The company, based in New York, also agreed to appoint an independent director who is acceptable to U.S. prosecutors, a non-executive chairman, and a retired judge to monitor the agreement. The company said it will record an additional reserve of $249 million in the second quarter as a result of the pact.


Frederick Schiff, 57, who was senior vice president and chief financial officer, and Richard Lane, 54, former executive vice president of BMS worldwide medicines group, were charged with conspiracy and securities fraud, prosecutors said. They are scheduled to surrender to authorities today, prosecutors said.

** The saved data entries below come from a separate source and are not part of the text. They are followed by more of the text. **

PR #567, opened 2025-05-20
Add more interface options to 0M

trontrytel:


src/Microphysics0M.jl
```diff
@@ -16,28 +16,39 @@ export remove_precipitation
...
 The threshold for when to remove `q_tot` is defined either by the
 condensate specific content or supersaturation.
-The thresholds and the relaxation timescale are defined in
-ClimaParams.
+The thresholds and the relaxation timescale are defined `Parameters0M` struct.
 """
 remove_precipitation(
     (; τ_precip, qc_0)::CMP.Parameters0M,
     q::TD.PhasePartition,
 ) = -max(0, (q.liq + q.ice - qc_0)) / τ_precip
```
glwagner, line 35:
```suggestion
remove_precipitation(
    p::CMP.Parameters0M,
    q::TD.PhasePartition,
) = remove_precipitation(p, q.liq, q.ice)
```

could also use this to reduce code paths

glwagner: + reduce need for additional testing

trontrytel: Sure, that also works. Tbh, I think I can/will get rid of `PhasePartition` on the `Atmos` side and just support the simple version of passing in individual tracers.

PR #575, opened 2025-05-29
Refactor: ice terminal velocity method signature

haakon-e:
- Rewrote `ice_particle_terminal_velocity` as a function that returns `v_term(D)`: a 1-argument function in diameter `D`. Very useful for composing with other functions for numerical integration.
- Refactored `ice_terminal_velocity` to follow the new form of `ice_particle_terminal_velocity`

PR #576, opened 2025-05-29
Refactor: liquid (cloud/rain) terminal velocity

haakon-e:
- Renamed `rain_particle_terminal_velocity` to `liquid_particle_terminal_velocity` since it is currently used for both cloud and rain.
- and moved it to Common to reflect it's broader applicability.


haakon-e:

- #575
    - #576 ◀

sajjadazimi (commented):
Maybe `particle_terminal_velocity` might be a better name since it can apparently be used for ice too. `liquid` can be confusing because we normally use it to refer to cloud liquid particles.

PR #578, opened 2025-05-29
refactor: set P3 integral bounds using quantiles

haakon-e:
## Purpose 

Use distribution quantiles to set the integration bounds for the P3 size distribution.

The existing approach was to integrate from 0 to 1, including P3 thresholds.
To achieve higher accuracy, we passed a high `order` and/or low `rtol` to `quadgk`.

“Rick Lane is innocent of these charges, and he will be fully vindicated at trial,” said Mr. Lane’s lawyer Richard M. Strassberg. “Fred Schiff vigorously denies any wrongdoing, and we are confident he will be vindicated at trial,” said David Zornow, Mr. Schiff’s lawyer.


The two men face maximum penalties of 15 years in prison and a fine of $1 million, prosecutors said.


Under the agreement, the company will continue to implement remedial measures required in its previous settlement with regulators and help prosecutors with their ongoing investigation. Other people may be charged as a result of the probe, said U.S. Attorney Christopher Christie at a press conference.


“This is not a case about accounting trickery,” he said. “This is a case where Bristol-Myers Squibb absolutely failed to disclose relevant information to shareholders which would have affected the price of this stock. It’s about telling the truth.”